**GIVEN DATA**.
****************

PR #716, opened 2023-12-03
feat: add recipient roles

### LINKED ISSUE #705: [OSSHACK] Recipient Roles
## Improvement Description

Add the ability to specify a role for a recipient. This will include CC (Carbon Copy), Signer, Viewer, and Approver.

- Signers will be able to sign the document as per usual.
- Approvers may be able to sign the document but will also be able to approve the document without signing it.
- Viewers will be able to view the document but will not be able to sign or approve it.
- CCs will only receive a copy of the completed document.

## Rationale

Not all recipients of a given document need to sign it. Some recipients may only need to view the document, others may need to approve it, and others may need to sign it. Support for these roles will allow for more flexibility in the types of documents that can be created and sent.

## Proposed Solution

- Add a `role` enum to the `Recipient` model that contains the role types.
- Update the add signers step to allow for the selection of a role for each recipient defaulting to `Signer`.
- Update our signing flow to allow for the different roles.
- Update the recipient popover to display the role of each recipient in addition to their email.
- Update our complete document flow to allow for the different roles and email sending requirements.

## Alternatives

N/A

## Additional Context
- The design for this improvement can be found on our Figma: https://www.figma.com/file/mKYFxgmekwxXsoXCP9dXXx/Documenso-Design-System?type=design&node-id=4%3A336&mode=design&t=RCNR7fdt1cxJEReM-1

thehanimo:
Fixes #705


Mythie:

https://documen.so/cla

Mythie:
I'll have to review this one when I'm back at a computer since it's a bit hard to follow. I understand there's a bit of nuance to this issue so I'll try and get back to you asap

apps/web/src/app/(dashboard)/documents/data-table-action-button.tsx
```diff
@@ -72,6 +73,8 @@ export const DataTableActionButton = ({ row }: DataTableActionButtonProps) => {
     window.URL.revokeObjectURL(link.href);
   };
 
+  if (recipient?.role === RecipientRole.CC && isComplete === false) return <div></div>;
```
Mythie, line 76: This one sticks out to me as a question but until I run it locally I'm unsure what the question is. Just seems odd to return nothing here.

apps/web/src/app/(dashboard)/documents/data-table-action-dropdown.tsx
```diff
@@ -108,12 +110,32 @@ export const DataTableActionDropdown = ({ row }: DataTableActionDropdownProps) =
       <DropdownMenuContent className="w-52" align="start" forceMount>
         <DropdownMenuLabel>Action</DropdownMenuLabel>
 
-        <DropdownMenuItem disabled={!recipient || isComplete} asChild>
-          <Link href={`/sign/${recipient?.token}`}>
-            <Pencil className="mr-2 h-4 w-4" />
-            Sign
-          </Link>
-        </DropdownMenuItem>
+        {recipient?.role !== RecipientRole.CC && (
```
Mythie, line 113: Perhaps a CC'er should be able to view since it seems to complicate the code

packages/lib/server-only/document/complete-document-with-token.ts
```diff
@@ -88,7 +88,20 @@ export const completeDocumentWithToken = async ({
       id: document.id,
       Recipient: {
         every: {
-          signingStatus: SigningStatus.SIGNED,
+          OR: [
```
Mythie, line 91: Is there a way we can simplify this query? Perhaps there isn't but it'd be interesting to find out 🙌🏻

apps/web/src/app/(dashboard)/documents/data-table-action-button.tsx
thehanimo: This is just assuming that the CC'er shouldn't be able to view the document until it has been completed.

Mythie: You are absolutely right, I think the thing tripping me up here is that it appears as though a CC'er can see the document in their account. 

We may want this but only once the document is completed, otherwise perhaps they only ever receive the email.

This may balloon the query needed for `findDocuments` which is a concern.

packages/lib/server-only/document/complete-document-with-token.ts
Mythie: I've thought about it, for those that don't need to do anything with a document (CC'er) we can mark them as signed from the beginning.

For viewers I'm unsure, we may want them to confirm viewing rather than having simply opened the document much like an approver needs to confirm approving.

packages/lib/server-only/document/seal-document.ts
```diff
@@ -45,7 +45,13 @@ export const sealDocument = async ({ documentId, sendEmail = true }: SealDocumen
...
   });
 
-  if (recipients.some((recipient) => recipient.signingStatus !== SigningStatus.SIGNED)) {
+  if (
+    recipients.some(
+      (recipient) =>
+        recipient.signingStatus !== SigningStatus.SIGNED &&
+        (recipient.role === RecipientRole.SIGNER || recipient.role === RecipientRole.APPROVER),
+    )
+  ) {
```
Mythie, line 54: The alternative is we make something like this an extracted method and use it in lieu of the the big query above and then reuse it in places like here.

packages/ui/primitives/document-flow/add-signers.types.ts
```diff
@@ -8,6 +8,7 @@ export const ZAddSignersFormSchema = z
         nativeId: z.number().optional(),
         email: z.string().email().min(1),
         name: z.string(),
+        role: z.string(),
```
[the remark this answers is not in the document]
Mythie: Yep we should use the `nativeEnum` method with the `SignerRole` enum from prisma or whatever we called it 😄

Mythie (commented):
Noting that we shouldn't be able to add fields for Viewers and Copy'ers

Mythie (commented):
Noting that the CC'er received an invitation to sign the document but they should only receive an email once the document has been completed.

packages/ui/primitives/document-flow/add-signers.types.ts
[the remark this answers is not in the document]
thehanimo: Totally forgot zod supported enums :)

apps/web/src/app/(dashboard)/documents/[id]/edit-document.tsx
```diff
@@ -230,7 +230,9 @@ export const EditDocumentForm = ({
             <AddFieldsFormPartial
               key={fields.length}
               documentFlow={documentFlow.fields}
-              recipients={recipients}
+              recipients={recipients.filter(
```
Comment (Mythie) [inline apps/web/src/app/(dashboard)/documents/[id]/edit-document.tsx:233]: Nice

packages/lib/server-only/document/complete-document-with-token.ts
```diff
@@ -88,20 +88,7 @@ export const completeDocumentWithToken = async ({
...
-              ],
-            },
-            {
-              AND: [
-                { signingStatus: SigningStatus.NOT_SIGNED },
-                { OR: [{ role: RecipientRole.CC }, { role: RecipientRole.VIEWER }] },
-              ],
-            },
-          ],
+          signingStatus: SigningStatus.SIGNED,
```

****************

**YOUR TASK**.
From the entries above, extract every line where the word "RecipientRole" appears.

**YOUR SOLUTION**.
+  if (recipient?.role === RecipientRole.CC && isComplete === false) return <div></div>;
+        {recipient?.role !== RecipientRole.CC && (
+        (recipient.role === RecipientRole.SIGNER || recipient.role === RecipientRole.APPROVER),
-                { OR: [{ role: RecipientRole.CC }, { role: RecipientRole.VIEWER }] },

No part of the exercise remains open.